Любопытные нимфы, маленькие козлоногие сатиры и разные лесные уроды толкаются около входа, шепчутся, хлопают в ладоши, прыгают, пищат и звонко, пронзительно смеются.
Но вот чей-то хохот раздается все громче, покрывает все другие голоса и громовыми раскатами наполняет лес; зеленые холмы и овраги отвечают ему победным, радостным эхом.
Артемида протяжно вздохнула и пробудилась. Покрытая холодным потом, бледная, с распущенными волосами, вскочила и огляделась кругом.
Рядом с ней никого не было.
Козел, приходивший ночью, куда-то исчез.
Быть может, она видела его во сне? Нет, на земле заметны следы его острых копыт.
Неподвижно застыл в десятке шагов труп убитого лося. Купаясь в ярких лучах солнца, над ним звенели уже рои золотистых мух.
Близ него разлеглись пришедшие к утру собаки. Вероятно, козел скрылся при их приближении…
А далеко, далеко в горах гремели раскаты чьего-то веселого смеха.
«Так смеется только Пан», — подумала богиня, и ночные сновидения почему-то всплыли в ее голове, яркой краской отражаясь на бледных ланитах.
Она снова прислушалась.
«Нет, это не смех, — решила богиня немного спустя. — Теперь как будто эхо охотничьего рога… Это подруги».
Действительно, на узкой тропинке из-за соседнего холма скоро, одна за другой, показались вооруженные луками нимфы.

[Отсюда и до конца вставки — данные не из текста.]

PR #395, opened 2016-09-08
Properly consider group relevancy condition in a repeat while creating triggerable DAG

phillipm:
There was an issue where a relevancy condition attached to a group inside of a repeat wasn't being considered when building the triggerable DAG that controls when/how data propagates through the form. This was because the condition was inside a template (because it was in a repeat) and the code that cascades dependencies wasn't correctly taking templates into account.

Fix for http://manage.dimagi.com/default.asp?236848


javarosa/src/main/java/org/javarosa/core/model/FormDef.java
```diff
@@ -774,16 +777,16 @@ private void fillTriggeredElements(Triggerable t,
...
+                                                           ArrayList<TreeReference> updatedNodes) {
+        ArrayList<TreeReference> cachedNodes = cachedCascadingChildren.retrieve(target);
         if (cachedNodes == null) {
             if (target.getMultLast() == TreeReference.INDEX_ATTRIBUTE) {
                 // attributes don't have children that might change under
                 // contextualization
                 cachedCascadingChildren.register(target, updatedNodes);
             } else {
-                Vector<TreeReference> expandedRefs = exprEvalContext.expandReference(target);
+                Vector<TreeReference> expandedRefs = exprEvalContext.expandReference(target, true);
```
phillipm: The fix, the rest is linting and cleanup.

tests/test/org/commcare/test/utilities/MockApp.java
```diff
@@ -30,23 +33,37 @@ public MockApp(String resourcePath) throws Exception {
...
+        mSandbox.setLoggedInUser(mSandbox.getUserStorage().read(0));
 
         mSessionWrapper = new SessionWrapper(mEngine.getPlatform(), mSandbox);
     }
 
+    /**
+     * Loads the provided form and properly initializes external data instances,
+     * such as the casedb and commcare session.
+     */
+    public FormParseInit loadAndInitForm(String formFileInApp) {
```
phillipm: Not used now that I found a minimal test case, but it was helpful in copying a form and user restore from HQ and loading all that data into a `commcare-core` level test. Leaving it here in hopes that we use it soon. Also willing to delete it if that sounds better.

phillipm: Not used now that I found a minimal test case, but it was helpful in copying a form and user restore from HQ and loading all that data into a `commcare-core` level test. Leaving it here in hopes that we use it soon. Also willing to delete it if that sounds better.

PR #396, opened 2016-09-12
Allow detail to tell entity list to focus to bottom

amstone326:


backend/src/org/commcare/suite/model/Detail.java
```diff
@@ -65,6 +65,10 @@
     // Force the activity that is showing this detail to show itself in landscape view only
     private boolean forceLandscapeView;
 
+    // If this detail is being shown in an entity list, set focus to the LAST item in the list
+    // when it is loaded, instead of the first
+    private boolean focusToBottomOfEntityList;
```
phillipm: Do you want to save/restore this in the `Externalizable` framework?

amstone326: Hm, it seems like I should be doing that for all of the custom fields I added here recently, but they have definitely been working without that, which is odd

phillipm: I'm not entirely sure why any of the suite stuff is externalizable. We re-parse it from xml every time the app launches.

amstone326: yea that sounds right. can we kill it then?

ctsims: It's old J2ME Stuff. Will may still be using it, actually, I'd check with
them before killing.

-Clayton

amstone326: @wpride Can you speak to whether this is still used in CloudCare?

wpride: Yeah we actually need it

PR #399, opened 2016-09-12
Fix for Nested Repeats with different lengths

ctsims:
This fixes a bug using nested repeats with counts. 

Previously, an "inner" repeat would trigger the creation of its automated children IFF the count of children of the _outer_ repeat was less than the inner repeat's count.

### DIFF
--- a/javarosa/src/test/java/org/javarosa/core/model/test/FormDefTest.java
+++ b/javarosa/src/test/java/org/javarosa/core/model/test/FormDefTest.java
@@ -212,7 +212,7 @@ public class FormDefTest {
         stepThroughEntireForm(fec);
 
         ExprEvalUtils.assertEqualsXpathEval("Nested repeats did not evaluate to the proper outcome",
-                30.0,
+                60.0,
                 "/data/sum",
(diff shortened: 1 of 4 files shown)


javarosa/src/test/java/org/javarosa/core/model/test/FormDefTest.java
```diff
@@ -212,7 +212,7 @@ public void testNestedRepeatActions() throws Exception {
         stepThroughEntireForm(fec);
 
         ExprEvalUtils.assertEqualsXpathEval("Nested repeats did not evaluate to the proper outcome",
-                30.0,
+                60.0,
```
ctsims: This test change expands the repeats out far enough that it triggers the bug. Previously the outer repeat count was always smaller than the inner repeat count.

amstone326:
@ctsims was there a ticket that triggered this or did you just discover it independently?

ctsims:
@amstone326 Discovered independently while testing this form:
https://india.commcarehq.org/a/icds-test/apps/view/8e6ee6e3290ddc3ac114211b8af9d58d/modules-0/forms-0/source/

Некоторые из них вели на сворах свирепых собак; иные держали в руках короткие острые копья.
Строго глядела на них неподвижная, как статуя, Артемида…
Зато как весело хохотал, окруженный своими верными нимфами, довольный, ликующий Пан.
— Как тебе удалось это сделать? — спрашивали его недоумевающие, слегка нахмуренные гамадриады.
— О, это был трудный подвиг. Цветам и травам я велел нашептывать спящей сны, полные ужасов, от которых ее спасал белый козел. Затем я подошел к пробужденной Артемиде в виде того же козла и начал ласкаться. Это подействовало. Она даже не хотела меня отпускать и заснула, обнимая мою шею.
Тут я не удержался, чтобы не поцеловать ее раза два или три.
Утром мне помешали вернувшиеся собаки. С вечера я отманил их быстроногим зайцем, который достаточно их измучил, прежде чем они его изловили… При появлении псов я поспешил удалиться.